I've tried replacing the tokenizer_config.json with one from the regular QwQ model with no success.
Should I just assume the model is cooked for chat completion? I'd really like to update my exl2 quants of the model with a working config.
Thank you!
Hey @FrenzyBiscuit !
We did a couple of tests on unquanted and GGUF'd Snowdrop and we can't replicate this via chat completion - we're not able to reproduce it going on indefinitely, thinking or otherwise.

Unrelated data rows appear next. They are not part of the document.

PR #548, opened 2024-05-28
thorchain dynamic fee

enriquesouza:
https://github.com/vultisig/vultisig-ios/issues/483

### DIFF
--- a/VultisigApp/VultisigApp/Chains/thorchain.swift
+++ b/VultisigApp/VultisigApp/Chains/thorchain.swift
@@ -8,7 +8,41 @@ import Tss
 import WalletCore
 
 enum THORChainHelper {
-    static let THORChainGas: UInt64 = 2000000
+    static let THORChainGas: UInt64 = getTHORChainGasPrice()
+    
+    private static var cachedTHORChainGas: UInt64?
+    
+    private static func fetchTHORChainGas(completion: @escaping (UInt64) -> Void) {
+        if let gas = cachedTHORChainGas {
+            completion(gas)
+        } else {
+            Task {
+                do {
+                    let feePrice = try await ThorchainService.shared.fetchFeePrice()
+                    cachedTHORChainGas = feePrice
+                    completion(feePrice)
+                } catch {
+                    print("Failed to fetch THORChain gas price: \(error)")
+                    completion(0) // or any default value you see fit
+                }
+            }
+        }
+    }
+    
+    static func getTHORChainGasPrice() -> UInt64 {
+        let semaphore = DispatchSemaphore(value: 0)
+        var gasPrice: UInt64 = 0
+        
+        fetchTHORChainGas { price in
+            gasPrice = price
+            semaphore.signal()
+        }
+        
+        _ = semaphore.wait(timeout: .distantFuture)
+        return gasPrice
+    }
+    
+    
     static func getRUNECoin(hexPubKey: String, hexChainCode: String) -> Result<Coin, Error> {
         let derivePubKey = PublicKeyHelper.getDerivedPubKey(hexPubKey: hexPubKey,
                                                             hexChainCode: hexChainCode,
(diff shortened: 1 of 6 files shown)


VultisigApp/VultisigApp/Chains/thorchain.swift
```diff
@@ -8,7 +8,41 @@ import Tss
 import WalletCore
 
 enum THORChainHelper {
-    static let THORChainGas: UInt64 = 2000000
+    static let THORChainGas: UInt64 = getTHORChainGasPrice()
+    
+    private static var cachedTHORChainGas: UInt64?
+    
+    private static func fetchTHORChainGas(completion: @escaping (UInt64) -> Void) {
```
johnnyluo, line 15: This logic doesn't belongs to THORChainHelper , it should be in THORChainService, like all the other chains

VultisigApp/VultisigApp/Chains/thorchain.swift
```diff
@@ -47,12 +81,11 @@ enum THORChainHelper {
         input.accountNumber = accountNumber
         input.sequence = sequence
         input.mode = .sync
-        // THORChain fee is 0.02 RUNE
         input.fee = CosmosFee.with {
-            $0.gas = 20000000
+            $0.gas = THORChainHelper.THORChainGas
```
johnnyluo, line 85: gas will not be changed , actually thorchain doesn't have gas , we can continue to hard code it

VultisigApp/VultisigApp/Chains/thorchain.swift
```diff
@@ -47,12 +81,11 @@ enum THORChainHelper {
...
             $0.amounts = [CosmosAmount.with {
                 $0.denom = "rune"
-                $0.amount = "2000000"
+                $0.amount = THORChainHelper.THORChainGas.description
```
johnnyluo, line 88: This amount should be put into `KeysignPayload.BlockSpecific.THORChain` , otherwise , in some case , main device and pair device will not agree with each other , this will cause tx can't be signed

johnnyluo (changes requested):

VultisigApp/VultisigApp/Chains/thorchain.swift
enriquesouza: Yes, I am moving it to Thorchain Service.

VultisigApp/VultisigApp/Chains/thorchain.swift
enriquesouza: Hardcoded.

VultisigApp/VultisigApp/Chains/thorchain.swift
enriquesouza: Moved to ```KeysignPayload.BlockSpecific.THORChain```

VultisigApp/VultisigApp/Chains/thorchain.swift
```diff
@@ -8,7 +8,8 @@ import Tss
 import WalletCore
 
 enum THORChainHelper {
-    static let THORChainGas: UInt64 = 2000000
+    static let THORChainGas: UInt64 = ThorchainService.shared.fetchFeePrice()
```
johnnyluo, line 11: You probably shouldn't have this one

VultisigApp/VultisigApp/Services/Thorchain/ThorchainService.swift
```diff
@@ -75,4 +77,49 @@ class ThorchainService {
...
+            self.cacheFeePrice[cacheKey] = (data: resultNumber, timestamp: Date())
+            return resultNumber
+        } else {
+            print("JSON decoding error")
+        }
+        
+        return .zero
+    }
+    
+    private func fetchFeePrice(completion: @escaping (UInt64) -> Void) {
```
johnnyluo, line 101: Can you please remove this function , and also `func fetchFeePrice` below as well 
This is not good design , task in a callback function , and also semaphore..

johnnyluo (changes requested):

enriquesouza (commented):
fixed

johnnyluo (approved):
LGTM

VultisigApp/VultisigApp/Services/Thorchain/ThorchainService.swift
```diff
@@ -75,4 +77,24 @@ class ThorchainService {
         
         return cacheEntry.balances
     }
+    
+    func fetchFeePrice() async throws -> UInt64 {
+        let cacheKey = "thorchain-fee-price"
+        if let cachedData: UInt64 = await Utils.getCachedData(cacheKey: cacheKey, cache: cacheFeePrice, timeInSeconds: 60*5) {
```
flypaper0, line 83: we can use URLRequest cache for that kind of things. 
https://developer.apple.com/documentation/foundation/nsurlrequest/cachepolicy

flypaper0 (approved):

Mind sending over a preset where you saw this happening? Would love to keep trying to replicate it
Sure, on openwebui everything is set to "default" and I am using no system prompt. Here is the quant I am using:
https://huggingface.co/ReadyArt/QwQ-32B-Snowdrop-v0_EXL2_8.0bpw_H8
This is what it spits out (and the page keeps going down). I guess it's possible its the lack of system prompt and/or a broken quant, though.
I can try the recommended settings listed on the main page, but usually when I get the assistant and user messages it means the template is busted.
I got openwebui installed now, will try soon and report back. We did our test in other frontends except this one.
Great, thanks!
Quick note. I'm not too familiar with GGUF since I don't use that quant type, but my understanding is GGUF quants use some internal template for chat completion. You likely would not be able to replicate the issue with GGUF.
EXL2 uses the tokenizer_config.json with the chat_template directly.
Was this ever looked into?
You can sort of fix this by using the chatml jinja template in tabbyapi, but doing so disables thinking.